PR #107, opened 2020-12-06
Initialize f_re consistently from n_re

hoppe93:
This branch adds support for initializing ``f_re`` from ``n_re``. If the hot-tail grid is disabled, ``f_re`` is automatically initialized from ``n_re``. By default, all particles are placed in ``p=pMin`` and ``xi=+/-1``, with the sign of ``xi`` being the same as the sign of the electric field ``E`` (or +1 if ``E=0``), but it is also possible to explicitly put particles in the desired ``xi`` direction, or place isotropically in ``p=pMin``.

This branch also contains a minor bug fix in softlib. Now, the ``SFile`` object flushes the HDF5 file handle right before closing, ensuring that the file is actually written immediately. Previously it was found that an unidentified bug sometimes causes DREAM to crash when ``dream_finalize()`` is called. The bug occurs when deinitializing MPI (in PETSc) and would sometimes lead to the HDF5 output file being corrupted. With this fix the HDF5 file appears to always be correctly written *before* DREAM exits.


Embreus (changes requested):
Looks pretty much good to go, as far as I can tell! It's a nice solution =) 

I think that we should just fix the trapping case before merging. Essentially a check before setting the initial values 
if( grid->IsNegativePitchTrappedIgnorableCell(ir, xiindex) ) 
    [ set mirrored point(s) to the same value ] 

for isotropic, this check is not necessary (since everything has the same value anyway)

Embreus:
I was looking to fix my comment, but realize that it's not really needed with the present implementation.. for xi=+/-1 they wouldn't be trapped for any sensible grid, and for 'isotropic' it's already correct.  It'll be more like something to keep in mind in the future, if we choose to extend the initialization.

PR #109, opened 2020-12-08
Refactored handling of advection interpolation

hoppe93:
In this commit I propose a unification of the advection interpolation interface which should make it easier to apply more generally to equations. In particular, it arose out of the perceived need to include advection interpolation in the transport equation for ``n_re`` and may be useful in other transport equations in the future.

(note that this is **NOT** a pull request to master, but rather just to the WIP branch ``SvenssonTransport``)


Embreus (approved):
I'm a huge fan!

PR #112, opened 2020-12-16
Bounceaverage

Embreus:
This branch contains a few fixes so that the advection, diffusion and 2kinetic tests succeed when using general analyticB grids.

In the end, the only proper error was that we gave a non-zero Vp to the cell containing the negative trapped-passing boundary (due to the overlap of the cell with the negative-pich _passing_ region). This was inconsistent, since all fluxes to this cell were moved to the mirrored cell and the distribution in the cell was not actually evolved via fluxes. Now Vp in this cell is set to zero instead, which ensures conservativity.

The branch also updates the conservativity unit test of DREAMTESTS::EquationTerm, which contained a few errors such that it previously only tested conservativity for a uniform distribution and with constant grid spacing. Now it should be general.


src/Settings/RunawayFluid.cpp
```diff
@@ -50,7 +50,7 @@ RunawayFluid *SimulationGenerator::ConstructRunawayFluid(FVM::Grid *g,
         Eceff_mode, ava_mode, compton_mode, compton_photon_flux
     );
 
-    delete cq;
+//    delete cq;
```
hoppe93, line 53: Is this correct? If it is, maybe just remove?

tests/cxx/tests/FVM/GeneralDiffusionTerm.cpp
```diff
@@ -25,23 +25,27 @@ GeneralDiffusionTerm::GeneralDiffusionTerm(DREAM::FVM::Grid *g, const real_t v)
...
-    #define SETD21(V) if (i < np1) D21(ir,i,j) = (V)
-    #define SETD22(V) if (i < np1) D22(ir,i,j) = (V)
-
-    for (len_t ir = 0; ir < nr; ir++) {
-        auto *mg = this->grid->GetMomentumGrid(ir);
+    #define SETDRR(V) if (ir < nr && i < np1 && j < np2 && ir != 0) Drr(ir,i,j) = (V)
+    #define SETD11(V) if (ir < nr && i < np1 && j < np2 && i  != 0) D11(ir,i,j) = (V)
+    #define SETD12(V) if (ir < nr && i < np1 && j < np2 && i  != 0) D12(ir,i,j) = (V)
+    #define SETD21(V) if (ir < nr && i < np1 && j < np2 && j  != 0) D21(ir,i,j) = (V)
+    #define SETD22(V) if (ir < nr && i < np1 && j < np2 && j  != 0) D22(ir,i,j) = (V)
```
hoppe93, line 39: Why was it necessary to extend these if statements?

hoppe93 (commented):
Looks good! I just had a few very minor questions and comments.

src/Settings/RunawayFluid.cpp
Embreus: right, this is not completely finished. In the RunawayFluid constructor we create a new collqty settings objects that is to be used in all calculations. I want to create that here in the settings file instead, and generate nuS and nuD using that (previously we apparently got a valgrind error because cq (provided to nuS and nuD) was deleted, which was scary)

tests/cxx/tests/FVM/GeneralDiffusionTerm.cpp
Embreus: I changed it so that the flux in the terms is explicitly set to zero on the boundary, since it is strictly only then that the equation should be conservative. The alternative is to have non-zero fluxes on the boundary and then enforce a Dirichlet boundary condition where those values are ignored, but that required more finesse to work well I felt (for some reason I cannot immediately recall). If you prefer the other way, I can look into reworking it (back to the way it was originally designed).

◆ ◆ ◆ ◆ ◆ ◆ ◆

- **Work to be completed**: What belongs in the answer is each line of the data that has the word "using".

- **Answer area**:
This branch contains a few fixes so that the advection, diffusion and 2kinetic tests succeed when using general analyticB grids.
Embreus: right, this is not completely finished. In the RunawayFluid constructor we create a new collqty settings objects that is to be used in all calculations. I want to create that here in the settings file instead, and generate nuS and nuD using that (previously we apparently got a valgrind error because cq (provided to nuS and nuD) was deleted, which was scary)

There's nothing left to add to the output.